I completed my first degree in 1996 and worked as a clerk . I thought studying further would increase my chances of getting a good job , so I did my honours degree and finalised it in 2000. Still no luck the only job I could get was a "call centre agent" job which was very stressful as I had to call clients and convince them to buy our products. They shouted at me, insulted me and all sorts of things. I applied for another student loan via vasrity and thought maybe let me study even further . I did my masters in Industrial Psychology which I have now finalised. I am registered with the HPCSA as a psychometrist but still no luck. I apply for post , get shortlisted and dont get the job,I have a very positive attitude , warm personality , it's not that I put the interviewers off , no , I'm sure of that . I try my outmost best to sell myself but still do not succeed. I'm still stuck in the call centre earning money on commission and I'm not making a lot of money so is my husband. I know about AIDS off course I'd take the necessary precautions. I need money so I can save for my daughter's studies and live a decent life . i dont wanna drive a Merc or BMW or expensive cars I want to be able to live comfortably ( even an UNO will do ) but I must be able to afford a decent car ,decent house and decent life . Off course this is not something I;ll do forever. I;ll do it just to get my head out of the water and save enough to keep us going. I know this may sound absurd to some of you , but please dont doubt my intelligence I am indeed an intelligent woman .

Reply to Lolly
Posted by: Inc | 2004/11/10

Hi Lolly
Yes, it would be great to have the kind of money that classy prostitutes make, but thinking about it and actually going through with it is quite hectic. You will be placing yourself in all sorts of danger. Strange men who may easily abuse you and sometimes force you to do really degrading things. Don't sell your soul to the devil. Use your energies more constructively... there must be something else out there for you to do? Even if it's not what you are qualified to do... there will always be people to meet who can possibly open up other opportunities for you.

Reply to Inc
Posted by: S | 2004/11/10

i think her child would have more respect for a mother begging on the street than selling herself on the street. I know I would. Anyway she is highly intelligent remember so she could get a job.

Reply to S
Posted by: LF | 2004/11/10

She does have a job. she now wants flashy cars and the luxuries.

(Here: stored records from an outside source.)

PR #4673, opened 2015-10-03
Removed dateFormat from toLocaleTimeString() call

filakhtov:
Notifications are broken due to invalid format supplied. Calling toLocaleTimeString with "%l:%M %p" format gives a RangeError exception with "invalid language tag" message.

### DIFF
--- a/js/ui/messageTray.js
+++ b/js/ui/messageTray.js
@@ -446,7 +446,6 @@ Notification.prototype = {
         this._imageBin = null;
         this._timestamp = new Date();
         this._inNotificationBin = false;
-        this.dateFormat = _("%l:%M %p");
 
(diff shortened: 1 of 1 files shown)


clefebvre:
In what locale? Could that be a translation issue?

filakhtov:
Getting this problem on Gentoo with three locales: de_DE, en_US, ru_RU.

clefebvre:
Well that's weird.. I can't reproduce the issue.

That said, the API doesn't seem to expect a date format as argument here... and testing it here, no matter what format I give it, I end up with the same string so... :)

If it helps you and it doesn't break anything for us, I see no reason not to merge it :)

filakhtov:
Thanks, that helps a lot.

PR #4680, opened 2015-10-05
[WIP] Alter panel allocation logic

Cinnamal:
Corrects that centering behavior of panels with applets in the center box.


dalcde:
Explain and justify. Why is the old one wrong? Words are preferred over screenshots

Cinnamal:
With the old code, the left box and right box are treated as if they require the same minimum space. When one of the side boxes is smaller than the other, it creates an unusable gap between the smaller of the two side boxes and the center box. This gap grows proportionally to the difference in size between the two side boxes.
This code still centers the center box but fills all the available space proportionally to its fair share.

Cinnamal:
I just fixed another bug. Will that also be of this pull request or do I have to make another one?

dalcde:
The old behaviour is desired behaviour. It is so that the center box will be centered all the time, unless this requires allocating to something less than its minimum width.

In any case, I am not convinced that your code is correct. Can you explain in full what the expected behaviour of your allocation algorithm is?

dalcde:
I'll add that the old algorithm emphasizes on centering objects because that the common use case is to have something fixed in size (eg. clock) in the center while the things in the side boxes are expandable (eg. window list)

Cinnamal:
Actually the behavior is exactly as you described it. It's actually based of some of the behavior of the old code. It is perfectly centered. The only change is that it will expand if necessary and there is a fair portion space available. I've added extensive comments to clarify.

The code is as follows:
//Find space wanted beyond minimal size
               "Total Want"  = "Total Nat Size" - "Total Min Size" + "1 to avoid divide by zero"
              "Center Want" = "Center Nat Size" - "Center Min Size"

//Now we want to set center to its Min size + if fair portion of wanted space
//Which I admit will scale it slightly if their is another compressible applet in different box.
//However this is unlikely and won't be an issue once the boxes meet
               "Center Width" = "Center Min Size" + ("Center Want" * ("Center Want"/ "Total Want"));

// Now the left box is set to Half the Total Space subtracting Haft the Center Width
// This perfectly centers the center box. It's half the remaining space.
		(Left Width) = ("Total Space" - "Center Width")/2;
//And check to see if we've run out of space in the left box
		if("Left Width"<"Left Min Width")"Left Width" = "Left Min Width";
//Give the other half of the remaining space to right box.
		"Right Width" ="Total Space" - "Left Width" -  "Center Width";
//And check to see if we've run out of space in the right box
		if("Right Width"<"Right Min Width")"Right Width" = "Right Min Width";

dalcde:
On Tue, Oct 06, 2015 at 07:32:47PM -0700, Cinnamal wrote:
>Actually the behavior is exactly as you described it.

I did not describe the behaviour of my code.

> It's actually based of some of the behavior of the old code. It is perfectly centered. The only change is that it will expand if necessary and there is a fair portion space available. I've added extensive comments to clarify.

Go study part time so that you can get a better job.

Reply to LF
Posted by: Chick | 2004/11/10

Dont you get it ?? she is doing it to be able to support her child at least she is not begging on the street ??

Reply to Chick
Posted by: S | 2004/11/10

If you are so intelligent (as you put it) then how could you possibly consider doing something like this??
What about your child, maybe you should quit feeling sorry for yourself and get a proper job.
How can you want to be deceitful behind your hubby's back
Do you want to bring your child up with lies and deception?
What sort of example are you setting.
You need to take a very close look at yourself and dont run down the other prossies by saying you are way above their league cos quite clearly you are not

Reply to S
Posted by: LF | 2004/11/10

You should also know that their job comes with a lot of buggage and it is ILLEGAL. You might end in jail and what would your kid say about you. At times like these you need to have faith and count your blessings.

Think about the consequences of your actions. What is money when you have no dignity?